I guess there's no free lunch. 

I wonder if the sealant will weight less when it dries some - probably not.

Gonna try Nino's tubes when the price gets a little more reasonable ...............


----------



## yellowbook (Aug 21, 2005)

You probably saved way more than that, since you are now running a ZTR wheelset too.


----------



## culturesponge (Aug 15, 2007)

the ust solution gets lighter as the moisture evaporates & then its no use at all

61g for one scoop of Stans lasts about 5 weeks depending on the season - Stans is great for getting non ust tires to hold air, when its dried out i replace it with Hutchinson Protect Air which weighs the same but is much cheaper & dries out slower and also contains no ammonia

still carry a 97g tube around for any larger holes or tears - this ones a Schwalbe SV14A XXlite 26x1.5 @ 7 Euros each from Starbike


----------



## ohadamirov (Jun 26, 2008)

ericsan256 said:


> So I only lost about 80g by going tubeless. (no rim strip needed).
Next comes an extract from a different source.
PR #1295, opened 2017-03-23
Update README.md

ozgune:
Updated to Readme.md's Local Cluster steps to include the right numbering.


begriffs:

With my RK Supersonics at 450g, it was still worth it so far.


Is it possible to run RK Supersonics as tubeless??


----------



## nino (Jan 13, 2004)

Is it possible to run RK Supersonics as tubeless??


Your chances are 50:50 but you'll have a mess for sure and some serious waiting time to get the tire sealed properly.
Just read through the RaceKing thread...


----------



## Tiffster (Jan 30, 2008)

I run my Furious Freds with only 30grams of Stans Fluid. 30 grams is about 35-38ml


----------



## ohadamirov (Jun 26, 2008)

nino said:


> Is it possible to run RK Supersonics as tubeless??
> 
> Your chances are 50:50 but you'll have a mess for sure and some serious waiting time to get the tire sealed properly.
> Just read through the RaceKing thread...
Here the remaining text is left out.